LegalPoint

Privacy Policy

Effective Date: February 1, 2026 · Last Updated: February 10, 2026

LegalPoint, Inc. (“LegalPoint,” “we,” “us,” or “our”) is committed to protecting the privacy of our users. This Privacy Policy describes how we collect, use, disclose, and safeguard your information when you access or use the LegalPoint platform, including our website, web application, and related services (collectively, the “Service”).

By accessing or using the Service, you acknowledge that you have read, understood, and agree to be bound by this Privacy Policy. If you do not agree with the terms of this Privacy Policy, please do not access or use the Service.

1. Information We Collect

1.1 Information You Provide Directly

  • Account Information: Name, email address, password (hashed using Argon2id), firm name, bar number, and professional role when you create an account or complete onboarding.
  • Client and Case Data: Case details, client contact information, billing records, time entries, documents, communications, and other data you enter into the platform in the course of managing legal matters.
  • Billing Information: Payment method details processed through our third-party payment processors (Stripe and LawPay). We do not store full credit card numbers on our servers.
  • Communications: Messages, emails, and other content you send or receive through the platform, including emails synced from connected Gmail or Outlook accounts.
  • Support Requests: Information you provide when contacting our support team.

1.2 Information Collected Automatically

  • Usage Data: Pages viewed, features used, actions taken, session duration, and navigation patterns within the Service.
  • Device and Connection Information: IP address, browser type and version, operating system, device identifiers, and referring URLs.
  • Authentication Events: Login timestamps, IP addresses associated with login attempts (successful and failed), session tokens, and account lockout events for security monitoring.
  • Cookies and Similar Technologies: We use essential cookies to maintain your session (e.g., better-auth.session_token). We do not use third-party tracking cookies.

1.3 Information from Third-Party Services

  • OAuth Providers: If you sign in using Google or Microsoft, we receive your name, email address, and profile picture from those providers. We do not receive or store your Google or Microsoft password.
  • Connected Email Accounts: If you connect a Gmail or Outlook account for email integration, we access email metadata and content as authorized by your OAuth consent. Access tokens are encrypted using AES-256-GCM before storage.

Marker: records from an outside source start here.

PR #132, opened 2020-03-29
Add hill climbing test and CMode structure

tybug:
* adds some semblance of the `CleanMode` structure the `cleaning-tests` branch had, but renamed to `CMode` (comparison mode), as I felt that was more descriptive.
* `SlowCMode` now tests both hill climbing and our standard comparison algorithm, returning the lower similarity of the two. Names and documentation have been updated to reflect this, I think
* should allow for users (read: circleguard) to transfer over to using hill climbing for searching easily, if they so choose

### DIFF
--- a/circleguard/comparer.py
+++ b/circleguard/comparer.py
@@ -105,6 +105,8 @@ class Comparer:
         """
         self.log.log(utils.TRACE, "comparing %r and %r", replay1, replay2)
         result = Comparer._compare_two_replays(replay1, replay2)
+        result2 = Comparer._compare_hill_climb(replay1, replay2)
+        print(f"normal comparison: {result[0]:.6f}, hill climb: {result2:.6f}")
         mean = result[0]
         sigma = result[1]
         ischeat = False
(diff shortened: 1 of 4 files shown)


circleguard/comparer.py
```diff
@@ -154,8 +163,83 @@ def _compare_two_replays(replay1, replay2):
...
+          Repeat the process, taking those new time values as the starting
+          point.
+        * If neither the shift to the left nor right produces a lower similarity
+          than the previous time values, we are at a local minimum. Return the
+          current similarity.
+        """
+
+        t1, xy1, k1 = replay1.t, replay1.xy, replay1.k
+        t2, xy2, k2 = replay2.t, replay2.xy, replay2.k
+        prev_value = math.inf # arbitrarily high value
```
InvisibleSymbol: shouldn't this be the mean at 0 shift? would prevent it from shifting if the current one is already the lowest.

circleguard/comparer.py
```diff
@@ -154,8 +163,83 @@ def _compare_two_replays(replay1, replay2):
...
+            # try shifting both backwards and forwards in time
+            for sgn in [-1, 1]:
+                replay1.t = t1 + sgn * dt
+                v = replay1.t
+
+                value = Comparer._compare_two_replays(replay1, replay2)
+
+                values[value] = v
+                replay1.t, replay1.xy, replay1.k = t1, xy1, k1
+                replay2.t, replay2.xy, replay2.k = t2, xy2, k2
```
InvisibleSymbol: why? `_compare_two_replays` doesn't seem to interact with the replays directly. I understand that you need to set `replay1.t` but everything else seems unnecessary

tybug:
Closing per https://github.com/circleguard/circlecore/pull/119#issuecomment-796606066. The only thing potentially worthwhile here is hill climbing, since that can detect time shifts, but #139 does a, I believe, better (although likely slower) job of that. We can revisit this branch if necessary in the future, but it will take a different form than this pr if at all.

2. How We Use Your Information

We use the information we collect for the following purposes:

  • Service Delivery: To provide, maintain, and improve the LegalPoint platform, including case management, billing, document management, and client communication features.
  • Authentication and Security: To verify your identity, maintain session integrity, enforce rate limiting, detect unauthorized access, and protect against brute-force attacks through account lockout mechanisms.
  • Notifications: To send transactional emails related to your account (password resets, security alerts, account lockout notifications) and platform activity (case updates, billing notifications, deadline reminders).
  • Audit Trail: To maintain comprehensive audit logs of all significant actions taken within the platform for E&O risk reduction, regulatory compliance, and dispute resolution.
  • Multi-Tenancy Enforcement: To ensure that data belonging to your organization is segregated from and inaccessible to users of other organizations.
  • Analytics and Improvement: To understand how the Service is used and to improve its functionality, performance, and reliability.
  • Legal Compliance: To comply with applicable laws, regulations, legal processes, or enforceable governmental requests.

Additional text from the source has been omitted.